They came in yesterday. A young couple. Twentyish I suppose.
He was studiously polite. She hung back a little, doting on a smiling infant
son who was obviously their pride and joy. He explained that he had been in for
a food parcel before. A while ago. His head dropped a tad as he fronted up the
fact that it had been his probation officer who had sent him in. No doubt that
had been his wild time. Some idiocy fuelled by valium, Buckfast and complete
and utter boredom. Then his head came back up. Things are different now.
Changed. He explained that all that stuff was done and dusted whilst sneaking a
glance at his smiling offspring. He told a familiar tale of umpteen job applications
and no replies. Couldn’t care less shrugs from the staff of JobCentre Plus. So
what do you expect? You’re young, you’ve no experience, you’ve got a criminal
record. How dare you harbour hope? Just learn to live on fifty quid a week and
count yourself lucky. That all too familiar take of the doomed youth of the
disintegrating West.
But my man had decided he wasn’t going to take it lying
down. If nobody would give him the chance of a job he would create a job on his
own. So he knocked the door of every takeaway in the town and punted his
services as a menu delivery guy. And he got two of them to say yes. I have no
idea what he charged but who cares really. He knocked doors and got two orders
in the book. I couldn’t help but cast the mind back to the gnarled face of
Norman Tebbit all those years ago extolling the virtue of recession doomed
youth getting on their bikes and finding a job. Norman , you really would have loved this lad.

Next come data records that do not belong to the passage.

PR #6758, opened 2026-06-29
fix(latex): resolve \input and \bibliography for subfolder documents

LionSR:
## Problem

When the main `.tex` file lives in a **workspace subfolder** (e.g. `Draft/LeanMPSPaper/Draft3.tex`), both the round-output compile check and the latexdiff compile fail:

```
! LaTeX Error: File `preamble.tex' not found.
l.2 \input{preamble}
```

and, for the diff, `\input{figures/...}` and `\bibliography{library,additional_references}` are unresolved too.

### Root cause

`compileLatex2Pdf` runs `latexmk`/`pdflatex` with the main file as an absolute path and `-output-directory=<flattened build dir>`, but never sets the subprocess cwd to the document's directory; `executeCommand` defaults cwd to the workspace **root**. TeX resolves relative `\input{...}` / `\bibliography{...}` against cwd + `TEXINPUTS`, **not** the main file's location. `TEXINPUTS` only contained `.` (= root), the workspace root, and the TikZ dir — none of which is `Draft/LeanMPSPaper/`. Flat projects work by accident (cwd happens to equal the file's dir).

Run-storage diff documents make this worse: the diff `.tex` is written to `diff/r{round}/` while its `\input`/`\bibliography` targets (and their mirrors) live elsewhere, so the relative paths never resolve.

The previous workaround was an `\input@path{{Draft/LeanMPSPaper/}...}` block in the user's **source** preamble — which a normal document does not have.

## Fix

Put the document's own directory and the original source directory on the kpathsea search path, so `\input`/`\bibliography` resolve exactly as if compiling from the document's folder ("from both locations"):

- **`compileLatex2Pdf`** prepends the main file's own directory, then caller-supplied `extraInputDirs`, then the workspace root, onto `TEXINPUTS`/`BIBINPUTS`/`BSTINPUTS`. File dir comes first so a **revised** sibling in run storage beats the original-source fallback.
- **`compileCheck`** passes the output's original workspace source directory (derived from the workspace-relative path).
- **`LatexDiffManager`** passes the base document's realpath-resolved source directory.

No source-file hack, works at any subfolder depth. Search-path composition is extracted into `buildLatexSearchParts`, a pure seam alongside the existing `buildLatexInputEnv`.

## Verification

- New unit tests for `buildLatexSearchParts` (ordering, document-dir-only, blank tikz).
- `npx vitest run src/test-kernel/latex` — 11 files / 52 tests pass.
- eslint/prettier clean on changed files.

---

> [!NOTE]
> **Medium Risk**
> Changes global LaTeX search-path ordering for all compiles (document dir before cwd), which fixes subfolder projects but could alter resolution if same-named files exist at workspace root vs document folder; latexdiff workspace mapping relies on stripping `r\d+/` prefixes.
> 
> **Overview**
> Fixes failed **workflow compile checks** and **latexdiff PDF builds** when the main `.tex` lives in a workspace subfolder or when run-storage copies compile from a separate build directory.
> 
> **`compileLatex2Pdf`** now builds kpathsea paths via new **`buildLatexSearchParts`**: the main file’s directory and optional **`extraInputDirs`** are prepended ahead of `.` (workspace-root cwd) and the workspace root on `TEXINPUTS` / `BIBINPUTS` / `BSTINPUTS`, so relative `\input{…}` and `\bibliography{…}` resolve like a compile from the document folder. **`LaTeXCompileOptionsSchema`** gains **`extraInputDirs`**.
> 
> **`compileCheck`** passes the original workspace source directory derived from the output’s relative path. **`LatexDiffManager`** adds **`resolveWorkspaceSourceDir`** (strips run-storage `r<N>/` prefix when mapping to the live workspace tree) and passes that directory when compiling diff `.tex` under `diff/r{round}/`.
> 
> Unit tests cover **`buildLatexSearchParts`** ordering and edge cases. Supabase edge functions bump **Hono** and **supabase-js** lockfiles only.
> 
> <sup>Reviewed by [Cursor Bugbot](https://cursor.com/bugbot) for commit d6fe871e1eb8280c5bc268f6fa30b8b8f08ce383. Bugbot is set up for automated code reviews on this repo. Configure [here](https://www.cursor.com/dashboard/bugbot).</sup>

### DIFF
--- a/src/agent/output/LatexDiffManager.ts
+++ b/src/agent/output/LatexDiffManager.ts
@@ -22,6 +22,7 @@ import {
   createWorkspaceLocation,
   flexibleFS,
   TaskRunFileService,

He was your kind of people.
And there’s more. He was going to get paid cash once he had
letterboxed the menus. And he knew that that he would be breaking the rules if
he continued to sign on. And he had decided that his days of rule breaking were
all done. So he had marched into the JobCentre Plus and signed himself off. He
walked away from his £50 a week to follow his new course. Obviously he asked if
there was any financial help on the table but of course there wasn’t. Had he
been a bit older, over 25 I think, them an appreciative state would have
replaced his dole money with some new enterprise money for six months. But
apparently anyone who is young does not deserve any help in setting up on their
own. Odd really when we are so keen of offer unsecured loans running to tens of
thousands at subsidised rates to any brainy kid wanting to study ancient Greece
for three years at university.
So my man basically had a problem. A cash flow problem. The
menus had been delivered but payment wasn’t due for a week and he had walked
away from his dole. Which left him with a partner and a baby to feed and no
money whatsoever to make that happen. He told me it had been a long day. They
had toured every agency in town looking for help and they had found none. And
finally he had remembered the place his probation officer had once sent in for
a food parcel. And here he was. Here they all were. Nervous, ultra polite, a
little bemused. They couldn’t quite understand why everyone had lost all
interest in them now that they were trying to do the right thing. We were able
to give them bags of food enough to get through the week and I did my best to
be encouraging. Stick at it. Acorns and oak trees and all that. But why oh why
are we so hell bent of crushing every ounce of spirit out of this horribly
unlucky generation. Even you might agree with that Mr Tebbit.